午夜十一点四十七分,毕克定独自坐在天启资本总部的地下三层。
这是一间不存在于任何建筑图纸上的密室。四面墙壁由钛合金板材焊接而成,没有窗户,只有一扇需要虹膜加指纹双重认证的合金门。整间屋子只有二十平方米,正中央是一张黑色的碳纤维桌子,桌上嵌着一块四十三寸的曲面屏幕。屏幕是熄灭的,漆黑一片,映出毕克定疲惫的面容。
他已经在这里坐了整整六个小时。
外面的世界正处在一场风暴的中心。天启资本对文森特财团的收购战进入白热化阶段,各大媒体二十四小时滚动报道,交易所的电子屏上数字翻飞,华尔街、伦敦、东京、新加坡的资本巨鳄们都在屏息等待这场世纪商战的最终结局。笑媚娟坐镇指挥中心,替他挡掉了所有电话和来访。她只说了一句——“去吧,外面有我。”毕克定知道这句话的分量。笑媚娟从来不说没有把握的话,她说了外面有她,外面的天就塌不下来。
但里面的天,正沉沉地压在他一个人的肩上。
三天前,卷轴毫无征兆地沉默了。
不是死机,不是休眠,不是任何他能理解的故障。它还在那儿——他能感觉到它,能触摸到它冰冷的金属表面,能用指尖拂过上面那些陌生如星辰的符文。但它不再发光,不再发热,不再有任何反应。那些原本在黑暗中流淌的金色光纹,像干涸的河床一样消失了。无论他怎么呼唤,怎么注入精神能量,它都像一块真正的废铁一样安静。

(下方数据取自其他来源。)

PR #222, opened 2020-05-20
added Abs function

StrikerRUS:
`abs` function is needed for #221.

I extracted this part into separate PR to not overcomplicate original one.


m2cgen/interpreters/python/interpreter.py
```diff
@@ -39,6 +40,11 @@ def interpret(self, expr):
 
         return self._cg.finalize_and_get_generated_code()
 
+    def interpret_abs_expr(self, expr, **kwargs):
+        result = super().interpret_abs_expr(expr, **kwargs)
+        self.with_math_module = False
```
izeigerman, line 45: I'm not sure setting this flag back to false here is a good idea. We can't really guarantee the order of interpretation of expressions and if for some reason this one is being interpreted after all other math functions - we'll get a missing import.

StrikerRUS: Ah, you're absolutely right!
I added this line to not add `import math` for `abs`, but indeed it can break previous interpretations. 🤦‍♂️ 

One way to fix it is to write `interpret_abs_expr` from scratch without `self.with_math_module` but it duplicates the code. Don't you have any better ideas in mind?

izeigerman: Duplicating part of the logic doesn't sound like a too bad of an idea considering that only these 2 lines are required:
```
        nested_result = self._do_interpret(expr.expr, **kwargs)
        return self._cg.function_invocation(
            self.abs_function_name, nested_result)
```
I assume we don't care about all the fallback logic here.

StrikerRUS: > I assume we don't care about all the fallback logic here.

Makes sense!

OK, I'll follow your proposal. Thank you!

StrikerRUS: Done!

StrikerRUS: OK, now we cannot use `PythonInterpreter` in `test_abs_fallback_expr` due to we removed the fallback logic from there. Changing it to `CInterpreter`.

PR #225, opened 2020-05-26
added log and log1p functions

StrikerRUS:
`log1p` function is needed for #221.

I extracted this part into separate PR to not overcomplicate original one.

Custom implementations of `log1p` are based on 

https://github.com/statgen/topmed_freeze3_calling/blob/master/vt/lib/Rmath/chebyshev.c
https://hackage.haskell.org/package/statistics-0.8.0.0/docs/src/Statistics-Math.html


m2cgen/interpreters/interpreter.py
```diff
@@ -130,6 +132,23 @@ def interpret_exp_expr(self, expr, **kwargs):
         return self._cg.function_invocation(
             self.exponent_function_name, nested_result)
 
+    def interpret_log_expr(self, expr, **kwargs):
+        if self.logarithm_function_name is NotImplemented:
+            raise NotImplementedError("Logarithm function is not provided")
```
StrikerRUS, line 137: Unfortunately, I didn't find anything that we could use as a fallback expression. All methods are based on **reduction** technique  which requires `frexp` implementation.
Refer for example to https://golang.org/src/math/log1p.go

m2cgen/interpreters/interpreter.py
```diff
@@ -140,6 +142,23 @@ def interpret_exp_expr(self, expr, **kwargs):
...
+        self.with_math_module = True
+        nested_result = self._do_interpret(expr.expr, **kwargs)
+        return self._cg.function_invocation(
+            self.logarithm_function_name, nested_result)
+
+    def interpret_log1p_expr(self, expr, **kwargs):
+        self.with_math_module = True
```
izeigerman, line 154: I believe we should set this flag only in case when we don't follow the fallback path. In case of the fallback we technically don't require the math module, although subsequent expressions that constitute the fallback expression may choose to enable it.

StrikerRUS: > I can't believe you ported the log1p function to all those languages

Thanks! Actually it was not so hard.  All imperative languages are so similar! 😄 

> I believe we should set this flag only in case when we don't follow the fallback path.

Sorry, I'm not sure I fully understood you. Do you mean the following?
```
if self.log1p_function_name is NotImplemented:
            return self._do_interpret(
                fallback_expressions.log1p(expr.expr), **kwargs)
self.with_math_module = True
```

If so, it seems reasonable for me. But we should double check cases when fallbacks use functions from math module.

Anyway, I believe that this should be addressed in a separate PR because all other expressions follow the same pattern for now.

izeigerman: Yeah, this is exactly what I mean!

> But we should double check cases when fallbacks use functions from math module.

Yep, but those functions will also be interpreted and the flag will be set accordingly if needed.

 > Anyway, I believe that this should be addressed in a separate PR because all other expressions follow the same pattern for now.

I'm fine with that. We may want to address this for other functions as well.

StrikerRUS: Thanks! I created new issue for that to not forget: #246.

izeigerman:
@StrikerRUS I believe we now have to add `__eq__` and `__hash__` for new expressions before merging this PR, right?

StrikerRUS:
Thanks a lot for the reminder! Done in a6d20464c0fc9dc3baed1e243d32a47f7b19e0fa.

PR #216, opened 2020-05-14
added sklearn GLM

StrikerRUS:
Closed #214.

PR #227, opened 2020-06-01
Drop Python 3.5 support

StrikerRUS:
Reasons:
 - #209 
   - f-strings
- https://github.com/BayesWitnesses/m2cgen/pull/216#discussion_r424819545
  - new scikit-learn version is incompatible with Python 3.5
  - new XGBoost version is incompatible with Python 3.5


izeigerman:
Not merging this until we release 0.8.0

“你在干什么?”毕克定对着那块漆黑的屏幕说,声音在密闭的空间里显得干涩而疲惫,“到底发生什么事了?”
没有回应。屏幕上只有一行字,那行字已经定格了整整三天——系统重启中,请稍候。
“稍候是多久?”他问过这句话至少一百次。每一次,屏幕上的字都纹丝不动。
他靠在椅背上,闭上眼睛。头顶的冷光灯管发出细微的电流声,像一只虫子在耳边振翅。他开始回忆这三天里发生的每一件事,试图从中找到某个被忽略的线索——是不是他做错了什么?是不是他触发了某个不应该碰触的功能?是不是那个“流亡者”留下的东西终于跨越了不知多少光年的距离,追上了他?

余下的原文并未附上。